Tylny hamulec ma podobny charakter pracy co przedni, przez co nie należy się go bać i z powodzeniem można używać obu w trakcie codziennej jazdy.

Zawieszenie:
Pełna regulacja – napięcie wstępne, dobicie, odbicie - zarówno przód jak i tył. Także pełno możliwości ustawienia maszyny pod siebie.
Jeżdżę na nieznacznie zmienionych ustawieniach fabrycznych i przy mojej wadze – 70kg – maszyna bardzo dobrze wybiera nierówności zachowując przy tym pełną stabilność i odpowiednią sztywność w zakręcie.
Dzięki geometrii i stosunkowo szerokiej kierownicy maszyna posłusznie się składa . Mimo wysoko położonego środka ciężkości, nie ma tendencji do „przewalania się”, niezależnie od prędkości.
Poza asfaltem maszyna daje radę po szutrze i w płytkim piasku, ale nie jest to jej żywioł. Być może do jazdy terenowej należy ją wyposażyć w odp. opony oraz trzeba posiadać pewne umiejętności.
Minusem jest utrudniony dostęp do regulacji tylnego amortyzatora – trzeba się trochę napocić z kluczem hakowym, by zmienić nastawy np. pod jazdę z pasażerem lub bagażami.


Komfort, ergonomia:
Mam 175cm wzrostu, 70kg wagi i jak dla mnie maszyna pasuje prawie idealnie (nie sięgam tylko całymi stopami do ziemi).
Oryginalne siedzenie i bak są dość dobrze wyprofilowane, nawet po 400km dziennie nie czuć zmęczenia tyłka.
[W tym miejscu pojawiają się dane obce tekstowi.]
Issue #654, opened 2022-01-19
Enable SSL mode in the Elastic stack


mtojek:

jsoriano:
WIP in https://github.com/elastic/elastic-package/pull/789

PR #847, opened 2022-06-14
Add support for custom CAs for TLS validation in clients

jsoriano:
Initially implemented as part of https://github.com/elastic/elastic-package/pull/789, moved to a separate PR for clarity.

Add support for custom CAs for TLS in clients for Elasticsearch and Kibana.
Include helpers to create certificate pools that include a given CA certificate file.

Related to https://github.com/elastic/elastic-package/issues/654.


internal/certs/pool.go
```diff
@@ -0,0 +1,58 @@
...
+// PoolWithCACertificate returns a new pool that includes the CA certificate
+// in the given path.
+func PoolWithCACertificate(path string) (*x509.CertPool, error) {
+	pool := x509.NewCertPool()
+	err := addCACertificateToPool(pool, path)
+	if err != nil {
+		return nil, err
+	}
+	return pool, nil
+}
```
mrodm, line 23: **question** Currently, it is just being used the function related to the system certs pool. Should this one be kept too? It's true that it could allow us to test just a subset of CAs in case it is needed easily.

mrodm (approved):

internal/stack/shellinit.go
```diff
@@ -26,6 +26,7 @@ var (
 	ElasticsearchUsernameEnv = elasticPackageEnvPrefix + "ELASTICSEARCH_USERNAME"
 	ElasticsearchPasswordEnv = elasticPackageEnvPrefix + "ELASTICSEARCH_PASSWORD"
 	KibanaHostEnv            = elasticPackageEnvPrefix + "KIBANA_HOST"
+	CACertificateEnv         = elasticPackageEnvPrefix + "CACERT"
```
mtojek, line 29: nit: CA_CERT?

internal/kibana/client.go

Pozycja za kierownicą jest raczej wyprostowana, z tendencją do lekkiego przechyłu do przodu. Na krętej trasie wygodnie przyjąć pozycję pochyloną, oprzeć pięty na specjalnie wykonanych oparciach – wtedy wygodniej i szybciej steruje się maszyną.
Kierownica jest szeroka, ale nie na tyle żeby przeszkadzała w jeździe w korku.
Wszystkie przełączniki i wskaźniki są wygodnie umieszczone i są czytelne.
Ochrona przed wiatrem to temat sporny. U mnie podwyższona szyba daje radę do 140km/h. a słyszałem też opinie, że najlepiej jest z oryginalną, krótką szybką... dlatego każdy musi tę sprawę rozstrzygnąć indywidualnie.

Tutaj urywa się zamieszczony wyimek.